● Task to carry out
In the records below, work out how many lines hold the word "referenced". Report the number alone.
==== Provided information ====
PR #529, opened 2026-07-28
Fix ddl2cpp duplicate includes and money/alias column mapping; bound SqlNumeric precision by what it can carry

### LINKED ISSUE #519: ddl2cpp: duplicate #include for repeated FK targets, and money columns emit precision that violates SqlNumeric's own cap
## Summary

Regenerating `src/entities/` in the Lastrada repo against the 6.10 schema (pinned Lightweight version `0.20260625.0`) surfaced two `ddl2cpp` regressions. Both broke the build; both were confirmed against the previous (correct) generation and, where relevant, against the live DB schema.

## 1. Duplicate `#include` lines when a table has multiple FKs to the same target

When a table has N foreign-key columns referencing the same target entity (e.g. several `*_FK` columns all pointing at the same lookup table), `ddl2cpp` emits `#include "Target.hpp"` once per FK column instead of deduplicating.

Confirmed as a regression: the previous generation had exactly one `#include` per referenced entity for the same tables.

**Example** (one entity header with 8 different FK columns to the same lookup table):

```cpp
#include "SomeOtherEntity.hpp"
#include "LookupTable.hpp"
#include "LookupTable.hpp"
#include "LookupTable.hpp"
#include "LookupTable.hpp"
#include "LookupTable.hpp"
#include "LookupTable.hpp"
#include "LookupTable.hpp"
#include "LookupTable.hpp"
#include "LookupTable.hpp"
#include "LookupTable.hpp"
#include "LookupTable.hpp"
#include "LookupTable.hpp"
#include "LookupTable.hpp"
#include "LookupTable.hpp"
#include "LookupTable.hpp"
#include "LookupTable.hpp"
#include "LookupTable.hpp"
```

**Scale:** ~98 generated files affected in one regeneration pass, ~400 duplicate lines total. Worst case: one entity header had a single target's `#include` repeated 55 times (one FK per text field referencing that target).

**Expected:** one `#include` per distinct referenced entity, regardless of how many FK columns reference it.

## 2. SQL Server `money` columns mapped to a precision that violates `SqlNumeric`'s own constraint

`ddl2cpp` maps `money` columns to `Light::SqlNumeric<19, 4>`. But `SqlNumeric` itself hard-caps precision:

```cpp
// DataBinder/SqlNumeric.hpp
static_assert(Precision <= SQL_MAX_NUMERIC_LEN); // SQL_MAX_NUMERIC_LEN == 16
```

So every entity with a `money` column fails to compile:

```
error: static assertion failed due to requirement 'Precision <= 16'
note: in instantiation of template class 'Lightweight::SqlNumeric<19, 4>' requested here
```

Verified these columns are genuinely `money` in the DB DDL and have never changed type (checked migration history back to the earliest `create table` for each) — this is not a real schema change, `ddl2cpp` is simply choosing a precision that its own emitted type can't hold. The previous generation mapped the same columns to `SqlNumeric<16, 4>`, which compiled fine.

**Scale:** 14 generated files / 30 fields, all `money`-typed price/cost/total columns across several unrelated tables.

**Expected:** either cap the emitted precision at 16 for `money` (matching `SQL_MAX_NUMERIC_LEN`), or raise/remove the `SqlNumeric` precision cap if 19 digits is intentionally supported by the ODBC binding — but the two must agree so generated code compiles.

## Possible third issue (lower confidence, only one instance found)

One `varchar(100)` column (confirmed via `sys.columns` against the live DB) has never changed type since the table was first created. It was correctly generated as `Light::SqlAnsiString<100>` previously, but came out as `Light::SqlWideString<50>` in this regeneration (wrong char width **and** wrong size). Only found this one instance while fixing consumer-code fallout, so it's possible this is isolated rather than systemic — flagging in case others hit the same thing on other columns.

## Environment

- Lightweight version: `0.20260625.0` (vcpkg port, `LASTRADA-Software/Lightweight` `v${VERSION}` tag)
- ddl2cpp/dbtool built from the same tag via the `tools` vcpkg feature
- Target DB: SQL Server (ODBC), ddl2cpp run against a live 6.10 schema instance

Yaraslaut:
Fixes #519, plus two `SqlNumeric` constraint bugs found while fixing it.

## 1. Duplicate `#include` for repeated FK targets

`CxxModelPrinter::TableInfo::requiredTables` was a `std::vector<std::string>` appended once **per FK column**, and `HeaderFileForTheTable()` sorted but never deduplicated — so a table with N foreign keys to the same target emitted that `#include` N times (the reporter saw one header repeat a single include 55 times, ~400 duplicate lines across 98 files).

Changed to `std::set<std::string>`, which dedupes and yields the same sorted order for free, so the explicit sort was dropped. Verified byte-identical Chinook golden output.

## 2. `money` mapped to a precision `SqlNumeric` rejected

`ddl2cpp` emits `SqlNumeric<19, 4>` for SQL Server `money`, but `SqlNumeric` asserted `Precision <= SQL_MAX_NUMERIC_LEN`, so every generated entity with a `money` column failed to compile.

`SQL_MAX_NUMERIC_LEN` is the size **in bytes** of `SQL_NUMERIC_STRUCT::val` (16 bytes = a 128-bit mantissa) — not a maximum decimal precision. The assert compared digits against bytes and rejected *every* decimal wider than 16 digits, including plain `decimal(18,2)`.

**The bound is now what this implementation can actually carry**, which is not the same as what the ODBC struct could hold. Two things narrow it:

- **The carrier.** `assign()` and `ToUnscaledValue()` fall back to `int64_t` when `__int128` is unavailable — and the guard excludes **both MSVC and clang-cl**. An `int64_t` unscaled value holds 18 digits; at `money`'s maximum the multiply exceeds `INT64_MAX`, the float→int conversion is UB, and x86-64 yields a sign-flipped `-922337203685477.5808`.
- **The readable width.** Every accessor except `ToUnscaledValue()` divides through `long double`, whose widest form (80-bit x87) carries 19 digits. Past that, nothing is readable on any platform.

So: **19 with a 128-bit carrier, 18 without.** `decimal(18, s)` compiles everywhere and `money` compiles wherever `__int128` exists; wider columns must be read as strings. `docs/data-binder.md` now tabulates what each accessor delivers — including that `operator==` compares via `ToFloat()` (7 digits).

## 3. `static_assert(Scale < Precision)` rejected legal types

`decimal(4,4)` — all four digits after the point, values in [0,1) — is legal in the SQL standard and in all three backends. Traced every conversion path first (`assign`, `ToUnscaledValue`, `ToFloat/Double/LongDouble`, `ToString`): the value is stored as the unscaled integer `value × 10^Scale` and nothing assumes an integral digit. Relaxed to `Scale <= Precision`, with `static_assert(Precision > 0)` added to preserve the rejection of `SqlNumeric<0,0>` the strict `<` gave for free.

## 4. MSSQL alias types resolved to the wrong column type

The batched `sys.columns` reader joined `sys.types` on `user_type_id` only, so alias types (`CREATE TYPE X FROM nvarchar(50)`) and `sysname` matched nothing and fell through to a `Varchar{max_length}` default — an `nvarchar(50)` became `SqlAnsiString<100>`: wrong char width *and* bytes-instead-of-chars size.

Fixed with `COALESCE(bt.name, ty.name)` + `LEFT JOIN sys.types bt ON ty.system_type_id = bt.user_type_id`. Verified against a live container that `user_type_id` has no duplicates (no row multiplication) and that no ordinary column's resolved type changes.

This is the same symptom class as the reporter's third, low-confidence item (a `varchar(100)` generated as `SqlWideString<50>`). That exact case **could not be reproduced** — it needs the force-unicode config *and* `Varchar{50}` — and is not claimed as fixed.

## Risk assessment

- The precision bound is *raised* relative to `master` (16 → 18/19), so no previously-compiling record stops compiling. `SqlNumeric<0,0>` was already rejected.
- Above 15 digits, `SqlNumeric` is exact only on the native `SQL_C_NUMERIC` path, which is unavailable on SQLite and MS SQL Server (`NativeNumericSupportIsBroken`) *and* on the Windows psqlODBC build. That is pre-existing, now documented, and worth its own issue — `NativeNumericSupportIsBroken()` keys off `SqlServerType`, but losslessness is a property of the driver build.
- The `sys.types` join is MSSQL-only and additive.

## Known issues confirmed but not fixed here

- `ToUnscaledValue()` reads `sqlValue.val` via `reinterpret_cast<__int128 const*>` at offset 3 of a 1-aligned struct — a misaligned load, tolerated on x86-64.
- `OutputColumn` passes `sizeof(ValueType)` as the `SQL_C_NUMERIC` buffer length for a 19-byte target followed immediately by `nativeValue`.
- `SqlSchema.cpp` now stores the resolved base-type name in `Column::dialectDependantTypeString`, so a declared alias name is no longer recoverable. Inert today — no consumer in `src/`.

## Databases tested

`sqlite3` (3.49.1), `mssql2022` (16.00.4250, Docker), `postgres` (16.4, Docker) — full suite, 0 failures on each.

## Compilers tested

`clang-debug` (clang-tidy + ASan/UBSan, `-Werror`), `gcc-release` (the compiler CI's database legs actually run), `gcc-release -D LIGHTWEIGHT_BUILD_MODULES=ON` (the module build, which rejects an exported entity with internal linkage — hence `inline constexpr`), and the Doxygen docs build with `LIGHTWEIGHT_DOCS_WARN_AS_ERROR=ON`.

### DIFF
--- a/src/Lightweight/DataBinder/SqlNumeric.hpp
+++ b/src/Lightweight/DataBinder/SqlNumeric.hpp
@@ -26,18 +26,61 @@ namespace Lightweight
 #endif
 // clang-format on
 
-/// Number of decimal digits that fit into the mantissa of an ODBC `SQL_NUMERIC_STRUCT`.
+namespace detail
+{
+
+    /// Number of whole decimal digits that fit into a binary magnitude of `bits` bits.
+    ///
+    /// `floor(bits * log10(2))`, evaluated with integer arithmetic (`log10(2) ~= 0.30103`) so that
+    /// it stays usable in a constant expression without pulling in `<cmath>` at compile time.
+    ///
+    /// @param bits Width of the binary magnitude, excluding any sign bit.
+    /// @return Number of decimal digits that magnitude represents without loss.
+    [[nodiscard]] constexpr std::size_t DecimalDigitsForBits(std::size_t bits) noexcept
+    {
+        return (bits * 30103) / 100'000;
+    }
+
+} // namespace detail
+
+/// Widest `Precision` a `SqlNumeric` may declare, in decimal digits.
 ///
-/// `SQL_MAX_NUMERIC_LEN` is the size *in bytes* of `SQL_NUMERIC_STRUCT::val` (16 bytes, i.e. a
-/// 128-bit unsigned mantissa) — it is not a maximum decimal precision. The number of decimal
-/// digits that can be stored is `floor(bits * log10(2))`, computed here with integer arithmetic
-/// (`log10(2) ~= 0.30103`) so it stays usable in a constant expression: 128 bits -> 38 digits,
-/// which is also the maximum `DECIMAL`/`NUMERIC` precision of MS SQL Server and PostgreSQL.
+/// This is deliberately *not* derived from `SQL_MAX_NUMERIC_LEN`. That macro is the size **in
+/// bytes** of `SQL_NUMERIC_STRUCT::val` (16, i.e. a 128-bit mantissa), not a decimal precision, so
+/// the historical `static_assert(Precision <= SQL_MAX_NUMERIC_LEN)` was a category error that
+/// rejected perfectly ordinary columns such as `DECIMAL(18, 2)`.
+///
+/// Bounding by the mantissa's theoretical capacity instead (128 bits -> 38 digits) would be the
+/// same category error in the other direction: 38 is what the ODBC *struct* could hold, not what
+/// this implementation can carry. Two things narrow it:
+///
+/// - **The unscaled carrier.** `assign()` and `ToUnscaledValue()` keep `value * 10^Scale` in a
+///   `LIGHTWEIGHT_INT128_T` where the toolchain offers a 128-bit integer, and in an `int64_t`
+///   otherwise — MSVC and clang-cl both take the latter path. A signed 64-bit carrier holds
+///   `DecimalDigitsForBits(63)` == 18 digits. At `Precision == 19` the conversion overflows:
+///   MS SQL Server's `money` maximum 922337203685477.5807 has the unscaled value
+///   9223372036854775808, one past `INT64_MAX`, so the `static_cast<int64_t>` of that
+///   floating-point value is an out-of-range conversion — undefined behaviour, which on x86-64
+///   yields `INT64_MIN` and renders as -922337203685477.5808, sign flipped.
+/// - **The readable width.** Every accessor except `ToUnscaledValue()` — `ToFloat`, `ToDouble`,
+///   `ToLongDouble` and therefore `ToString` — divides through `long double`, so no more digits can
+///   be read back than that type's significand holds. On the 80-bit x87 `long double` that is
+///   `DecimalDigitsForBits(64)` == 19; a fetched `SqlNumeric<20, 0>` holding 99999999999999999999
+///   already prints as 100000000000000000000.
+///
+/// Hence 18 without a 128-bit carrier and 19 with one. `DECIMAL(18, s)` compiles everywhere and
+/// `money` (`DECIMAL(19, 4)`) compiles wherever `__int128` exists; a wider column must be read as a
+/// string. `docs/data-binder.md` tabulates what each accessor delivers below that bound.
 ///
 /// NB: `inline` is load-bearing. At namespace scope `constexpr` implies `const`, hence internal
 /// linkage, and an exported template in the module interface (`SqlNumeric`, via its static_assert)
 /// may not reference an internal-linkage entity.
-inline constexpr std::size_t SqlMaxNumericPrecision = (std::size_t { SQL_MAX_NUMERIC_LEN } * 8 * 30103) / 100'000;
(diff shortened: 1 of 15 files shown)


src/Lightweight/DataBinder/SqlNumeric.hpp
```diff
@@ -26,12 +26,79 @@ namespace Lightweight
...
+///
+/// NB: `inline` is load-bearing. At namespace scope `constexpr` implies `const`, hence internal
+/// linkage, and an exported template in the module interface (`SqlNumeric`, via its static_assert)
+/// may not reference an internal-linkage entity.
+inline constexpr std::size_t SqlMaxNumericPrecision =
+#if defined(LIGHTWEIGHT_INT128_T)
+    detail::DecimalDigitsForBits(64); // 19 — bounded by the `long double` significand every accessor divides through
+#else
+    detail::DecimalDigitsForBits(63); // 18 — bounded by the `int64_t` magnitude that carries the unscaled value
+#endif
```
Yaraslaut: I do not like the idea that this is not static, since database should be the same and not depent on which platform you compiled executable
====
==== Provided information ====
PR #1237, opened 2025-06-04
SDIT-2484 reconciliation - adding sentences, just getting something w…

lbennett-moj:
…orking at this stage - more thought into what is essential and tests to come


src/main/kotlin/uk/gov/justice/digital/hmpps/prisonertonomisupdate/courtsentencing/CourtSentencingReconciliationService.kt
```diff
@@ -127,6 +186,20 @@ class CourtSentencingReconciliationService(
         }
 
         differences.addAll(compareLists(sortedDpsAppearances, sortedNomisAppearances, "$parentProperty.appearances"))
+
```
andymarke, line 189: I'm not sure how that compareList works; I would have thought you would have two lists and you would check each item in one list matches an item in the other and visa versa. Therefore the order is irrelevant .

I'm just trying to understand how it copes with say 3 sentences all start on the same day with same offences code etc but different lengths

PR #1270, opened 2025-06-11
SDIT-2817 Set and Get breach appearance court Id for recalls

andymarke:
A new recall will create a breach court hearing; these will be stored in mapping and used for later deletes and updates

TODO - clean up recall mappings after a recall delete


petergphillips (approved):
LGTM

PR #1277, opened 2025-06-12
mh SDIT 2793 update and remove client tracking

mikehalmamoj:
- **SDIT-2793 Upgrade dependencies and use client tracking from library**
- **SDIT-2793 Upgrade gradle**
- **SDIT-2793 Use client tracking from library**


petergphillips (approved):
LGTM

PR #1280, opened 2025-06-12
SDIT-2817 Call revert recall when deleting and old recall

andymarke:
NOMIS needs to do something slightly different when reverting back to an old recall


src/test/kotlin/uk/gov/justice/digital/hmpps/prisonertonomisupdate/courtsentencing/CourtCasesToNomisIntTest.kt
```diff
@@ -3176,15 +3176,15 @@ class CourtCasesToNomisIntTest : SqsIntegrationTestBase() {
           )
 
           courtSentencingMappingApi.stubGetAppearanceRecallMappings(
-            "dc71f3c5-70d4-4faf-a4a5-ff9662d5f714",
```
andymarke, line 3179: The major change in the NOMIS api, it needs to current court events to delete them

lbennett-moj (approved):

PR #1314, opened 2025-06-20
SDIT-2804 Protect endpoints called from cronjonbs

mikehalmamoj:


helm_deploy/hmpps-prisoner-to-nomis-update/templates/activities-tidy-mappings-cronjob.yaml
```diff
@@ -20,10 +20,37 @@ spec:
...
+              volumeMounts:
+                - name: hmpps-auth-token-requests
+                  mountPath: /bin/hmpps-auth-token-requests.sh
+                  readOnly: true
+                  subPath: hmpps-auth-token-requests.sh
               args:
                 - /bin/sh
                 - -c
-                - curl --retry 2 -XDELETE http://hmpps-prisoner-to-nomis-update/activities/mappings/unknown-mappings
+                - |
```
====
==== Provided information ====
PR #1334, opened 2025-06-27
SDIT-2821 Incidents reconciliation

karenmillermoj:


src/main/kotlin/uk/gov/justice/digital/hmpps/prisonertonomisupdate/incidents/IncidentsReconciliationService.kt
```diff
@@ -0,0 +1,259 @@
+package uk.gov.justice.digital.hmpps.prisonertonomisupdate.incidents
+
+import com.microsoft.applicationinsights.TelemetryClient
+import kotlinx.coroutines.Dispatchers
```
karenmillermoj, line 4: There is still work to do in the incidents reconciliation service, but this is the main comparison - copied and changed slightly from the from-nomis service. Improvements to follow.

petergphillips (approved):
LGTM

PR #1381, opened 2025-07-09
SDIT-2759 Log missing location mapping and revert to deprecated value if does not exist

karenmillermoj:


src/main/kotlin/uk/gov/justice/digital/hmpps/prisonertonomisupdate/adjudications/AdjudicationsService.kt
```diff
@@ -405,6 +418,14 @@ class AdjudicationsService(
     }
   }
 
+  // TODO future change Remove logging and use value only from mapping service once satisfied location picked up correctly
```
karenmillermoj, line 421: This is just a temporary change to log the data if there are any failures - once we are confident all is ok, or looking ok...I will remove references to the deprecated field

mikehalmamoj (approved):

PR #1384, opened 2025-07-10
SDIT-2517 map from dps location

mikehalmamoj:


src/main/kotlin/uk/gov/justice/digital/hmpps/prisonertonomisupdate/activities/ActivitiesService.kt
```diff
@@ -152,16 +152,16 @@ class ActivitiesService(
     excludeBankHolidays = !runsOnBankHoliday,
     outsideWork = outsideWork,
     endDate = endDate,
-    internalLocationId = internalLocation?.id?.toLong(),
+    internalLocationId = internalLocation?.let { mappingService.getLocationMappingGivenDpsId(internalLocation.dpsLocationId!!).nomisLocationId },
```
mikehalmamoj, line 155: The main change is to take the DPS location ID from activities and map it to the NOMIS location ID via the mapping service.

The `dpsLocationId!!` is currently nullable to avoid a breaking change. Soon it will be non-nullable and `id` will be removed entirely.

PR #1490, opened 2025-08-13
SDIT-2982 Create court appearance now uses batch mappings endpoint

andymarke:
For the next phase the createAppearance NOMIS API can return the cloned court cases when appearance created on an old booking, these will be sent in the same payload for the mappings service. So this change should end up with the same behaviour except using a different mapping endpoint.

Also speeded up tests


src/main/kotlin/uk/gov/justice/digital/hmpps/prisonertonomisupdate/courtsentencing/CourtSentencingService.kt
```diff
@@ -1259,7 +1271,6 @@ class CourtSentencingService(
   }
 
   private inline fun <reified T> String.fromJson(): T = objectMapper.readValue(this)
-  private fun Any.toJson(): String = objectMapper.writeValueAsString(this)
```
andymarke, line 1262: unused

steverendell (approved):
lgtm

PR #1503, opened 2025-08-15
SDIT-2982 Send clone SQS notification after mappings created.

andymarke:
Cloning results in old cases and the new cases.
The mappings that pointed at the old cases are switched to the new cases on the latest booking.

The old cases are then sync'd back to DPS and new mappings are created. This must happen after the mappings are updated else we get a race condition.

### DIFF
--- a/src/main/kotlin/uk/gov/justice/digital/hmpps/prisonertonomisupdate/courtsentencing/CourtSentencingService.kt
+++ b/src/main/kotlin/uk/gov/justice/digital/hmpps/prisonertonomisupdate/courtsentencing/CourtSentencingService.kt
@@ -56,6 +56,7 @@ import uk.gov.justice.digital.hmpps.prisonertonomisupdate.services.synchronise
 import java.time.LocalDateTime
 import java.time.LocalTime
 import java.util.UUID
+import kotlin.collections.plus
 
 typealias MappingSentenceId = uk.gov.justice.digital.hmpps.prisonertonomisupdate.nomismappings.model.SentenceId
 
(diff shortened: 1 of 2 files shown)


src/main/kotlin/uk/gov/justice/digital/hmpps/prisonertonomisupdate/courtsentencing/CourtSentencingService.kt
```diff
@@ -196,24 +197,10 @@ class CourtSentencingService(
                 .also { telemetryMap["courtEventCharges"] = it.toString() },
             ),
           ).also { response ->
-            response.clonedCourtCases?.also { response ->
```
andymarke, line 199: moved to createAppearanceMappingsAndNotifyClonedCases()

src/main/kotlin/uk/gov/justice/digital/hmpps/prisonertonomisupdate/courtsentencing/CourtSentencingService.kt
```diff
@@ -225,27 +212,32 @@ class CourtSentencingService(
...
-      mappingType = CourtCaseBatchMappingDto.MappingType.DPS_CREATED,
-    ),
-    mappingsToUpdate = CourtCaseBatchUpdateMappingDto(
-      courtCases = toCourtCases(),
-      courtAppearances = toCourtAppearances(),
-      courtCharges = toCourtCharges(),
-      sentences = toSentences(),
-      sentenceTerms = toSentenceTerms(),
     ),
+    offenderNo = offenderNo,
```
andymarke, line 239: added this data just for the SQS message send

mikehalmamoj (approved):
====
● Written solution
2